Entries supplied section start
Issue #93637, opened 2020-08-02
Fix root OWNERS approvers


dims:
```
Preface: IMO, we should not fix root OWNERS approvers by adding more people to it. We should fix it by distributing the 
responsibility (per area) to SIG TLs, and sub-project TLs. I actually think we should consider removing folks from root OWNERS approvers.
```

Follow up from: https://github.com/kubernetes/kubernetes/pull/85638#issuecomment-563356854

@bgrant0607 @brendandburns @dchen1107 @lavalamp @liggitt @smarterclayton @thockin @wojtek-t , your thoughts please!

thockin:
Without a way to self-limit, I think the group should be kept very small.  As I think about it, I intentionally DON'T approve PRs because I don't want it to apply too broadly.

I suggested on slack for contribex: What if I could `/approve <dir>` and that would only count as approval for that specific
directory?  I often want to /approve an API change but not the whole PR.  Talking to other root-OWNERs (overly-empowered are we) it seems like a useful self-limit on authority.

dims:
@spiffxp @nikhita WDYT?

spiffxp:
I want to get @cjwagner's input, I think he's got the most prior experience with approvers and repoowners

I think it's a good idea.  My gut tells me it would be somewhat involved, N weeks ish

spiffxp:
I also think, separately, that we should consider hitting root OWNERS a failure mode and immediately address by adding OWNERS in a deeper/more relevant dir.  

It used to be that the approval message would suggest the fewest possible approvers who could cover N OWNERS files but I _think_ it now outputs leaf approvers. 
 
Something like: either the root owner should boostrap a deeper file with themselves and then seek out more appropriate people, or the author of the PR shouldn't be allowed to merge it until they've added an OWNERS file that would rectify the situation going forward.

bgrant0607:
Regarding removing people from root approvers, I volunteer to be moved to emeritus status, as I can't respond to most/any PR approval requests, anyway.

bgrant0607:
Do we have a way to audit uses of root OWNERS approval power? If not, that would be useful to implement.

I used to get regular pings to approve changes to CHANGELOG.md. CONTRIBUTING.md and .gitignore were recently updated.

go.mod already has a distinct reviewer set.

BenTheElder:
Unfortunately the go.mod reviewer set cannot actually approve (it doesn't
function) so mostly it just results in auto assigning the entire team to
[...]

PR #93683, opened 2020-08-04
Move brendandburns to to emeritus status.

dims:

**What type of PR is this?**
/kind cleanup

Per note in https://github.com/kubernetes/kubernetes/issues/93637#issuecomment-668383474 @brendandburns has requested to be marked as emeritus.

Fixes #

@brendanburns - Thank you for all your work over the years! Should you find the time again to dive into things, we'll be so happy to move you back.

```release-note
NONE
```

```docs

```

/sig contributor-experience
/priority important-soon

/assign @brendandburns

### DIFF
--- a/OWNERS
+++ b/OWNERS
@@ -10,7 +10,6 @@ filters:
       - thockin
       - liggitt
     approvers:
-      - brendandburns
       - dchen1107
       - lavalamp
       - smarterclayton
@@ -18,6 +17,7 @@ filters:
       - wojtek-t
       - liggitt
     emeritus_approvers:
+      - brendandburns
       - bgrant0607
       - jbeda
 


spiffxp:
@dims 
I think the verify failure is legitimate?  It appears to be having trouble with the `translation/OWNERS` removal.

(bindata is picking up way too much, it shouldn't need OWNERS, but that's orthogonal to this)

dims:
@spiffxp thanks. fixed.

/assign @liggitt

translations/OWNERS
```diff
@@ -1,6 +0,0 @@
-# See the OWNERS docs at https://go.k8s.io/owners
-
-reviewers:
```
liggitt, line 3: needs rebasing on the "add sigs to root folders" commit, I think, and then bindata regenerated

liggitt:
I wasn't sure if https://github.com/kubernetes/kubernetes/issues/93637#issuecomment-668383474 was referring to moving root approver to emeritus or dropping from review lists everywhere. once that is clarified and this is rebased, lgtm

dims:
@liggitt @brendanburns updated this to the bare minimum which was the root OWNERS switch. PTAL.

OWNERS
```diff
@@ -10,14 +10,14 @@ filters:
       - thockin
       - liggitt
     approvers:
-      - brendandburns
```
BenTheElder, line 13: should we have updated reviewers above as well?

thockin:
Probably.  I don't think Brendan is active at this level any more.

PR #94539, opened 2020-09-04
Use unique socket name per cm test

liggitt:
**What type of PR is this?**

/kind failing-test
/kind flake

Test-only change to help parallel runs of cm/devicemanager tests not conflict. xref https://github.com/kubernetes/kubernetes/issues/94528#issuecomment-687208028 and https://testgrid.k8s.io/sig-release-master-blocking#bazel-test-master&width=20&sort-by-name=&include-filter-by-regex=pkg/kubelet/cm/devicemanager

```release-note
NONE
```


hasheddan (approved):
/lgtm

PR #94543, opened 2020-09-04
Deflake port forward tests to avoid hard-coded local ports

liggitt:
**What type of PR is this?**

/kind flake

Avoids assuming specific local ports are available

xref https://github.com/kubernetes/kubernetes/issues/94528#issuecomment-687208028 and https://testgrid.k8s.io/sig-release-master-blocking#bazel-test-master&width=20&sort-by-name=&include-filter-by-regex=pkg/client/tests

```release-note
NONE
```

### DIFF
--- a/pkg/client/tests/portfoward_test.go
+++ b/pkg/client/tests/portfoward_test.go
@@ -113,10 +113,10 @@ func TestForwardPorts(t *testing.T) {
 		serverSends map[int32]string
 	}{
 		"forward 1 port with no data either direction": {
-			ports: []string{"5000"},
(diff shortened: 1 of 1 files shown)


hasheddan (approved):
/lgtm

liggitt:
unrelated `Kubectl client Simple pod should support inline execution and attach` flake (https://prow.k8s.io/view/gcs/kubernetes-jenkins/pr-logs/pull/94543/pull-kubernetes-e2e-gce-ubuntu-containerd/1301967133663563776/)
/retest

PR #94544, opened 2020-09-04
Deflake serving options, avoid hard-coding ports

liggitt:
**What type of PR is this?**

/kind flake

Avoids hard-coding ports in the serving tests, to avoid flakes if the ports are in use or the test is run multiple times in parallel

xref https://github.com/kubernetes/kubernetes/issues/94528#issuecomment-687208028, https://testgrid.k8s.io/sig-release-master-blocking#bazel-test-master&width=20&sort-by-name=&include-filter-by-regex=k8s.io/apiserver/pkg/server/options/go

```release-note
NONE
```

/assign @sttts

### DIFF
Entries supplied section end
◆ **Exercise goal**
Using the data above, print exactly the lines from the line that contains "PR #94543, opened 2020-09-04" through the line that contains "Avoids assuming specific", with both included.

◆ **Task result**
PR #94543, opened 2020-09-04
Deflake port forward tests to avoid hard-coded local ports

liggitt:
**What type of PR is this?**

/kind flake

Avoids assuming specific local ports are available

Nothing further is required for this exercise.